*** ENTRIES PROVIDED ***

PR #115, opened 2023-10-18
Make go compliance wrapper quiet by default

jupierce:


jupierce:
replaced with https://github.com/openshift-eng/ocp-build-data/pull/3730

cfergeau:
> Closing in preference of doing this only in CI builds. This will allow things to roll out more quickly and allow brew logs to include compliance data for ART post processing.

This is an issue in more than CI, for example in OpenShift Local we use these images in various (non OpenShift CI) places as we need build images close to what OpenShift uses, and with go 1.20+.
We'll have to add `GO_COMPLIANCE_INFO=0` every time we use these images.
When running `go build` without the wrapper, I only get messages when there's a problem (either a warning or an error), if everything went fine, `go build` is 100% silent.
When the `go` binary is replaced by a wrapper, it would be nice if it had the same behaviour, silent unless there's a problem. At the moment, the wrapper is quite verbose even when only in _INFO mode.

*** End of ENTRIES PROVIDED ***
*** ENTRIES PROVIDED ***

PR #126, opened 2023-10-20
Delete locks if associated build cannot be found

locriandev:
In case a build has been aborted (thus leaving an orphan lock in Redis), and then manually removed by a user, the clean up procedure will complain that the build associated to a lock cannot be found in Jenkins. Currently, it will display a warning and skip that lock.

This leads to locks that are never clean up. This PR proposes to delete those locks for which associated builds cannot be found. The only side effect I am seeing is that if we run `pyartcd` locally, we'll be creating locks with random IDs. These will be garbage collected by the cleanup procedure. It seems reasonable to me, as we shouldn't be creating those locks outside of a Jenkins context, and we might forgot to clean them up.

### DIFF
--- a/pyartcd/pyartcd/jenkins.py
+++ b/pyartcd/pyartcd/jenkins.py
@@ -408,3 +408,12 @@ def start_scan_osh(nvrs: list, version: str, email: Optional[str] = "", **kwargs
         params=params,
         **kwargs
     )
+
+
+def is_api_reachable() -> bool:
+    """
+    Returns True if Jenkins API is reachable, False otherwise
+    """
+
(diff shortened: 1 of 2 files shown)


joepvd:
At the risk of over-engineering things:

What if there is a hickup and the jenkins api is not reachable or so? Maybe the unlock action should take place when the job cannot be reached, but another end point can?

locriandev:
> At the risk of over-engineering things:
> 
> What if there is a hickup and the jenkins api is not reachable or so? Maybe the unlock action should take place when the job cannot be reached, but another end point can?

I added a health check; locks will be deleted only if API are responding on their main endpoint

*** End of ENTRIES PROVIDED ***

### DESCRIPTION OF THE TASK:
Nothing should appear in the answer except the lines above from the line with "ART post processing." through the line with "is 100% silent.", both included, written out exactly.

### SOLUTION TO THE PROBLEM:
> Closing in preference of doing this only in CI builds. This will allow things to roll out more quickly and allow brew logs to include compliance data for ART post processing.

This is an issue in more than CI, for example in OpenShift Local we use these images in various (non OpenShift CI) places as we need build images close to what OpenShift uses, and with go 1.20+.
We'll have to add `GO_COMPLIANCE_INFO=0` every time we use these images.
When running `go build` without the wrapper, I only get messages when there's a problem (either a warning or an error), if everything went fine, `go build` is 100% silent.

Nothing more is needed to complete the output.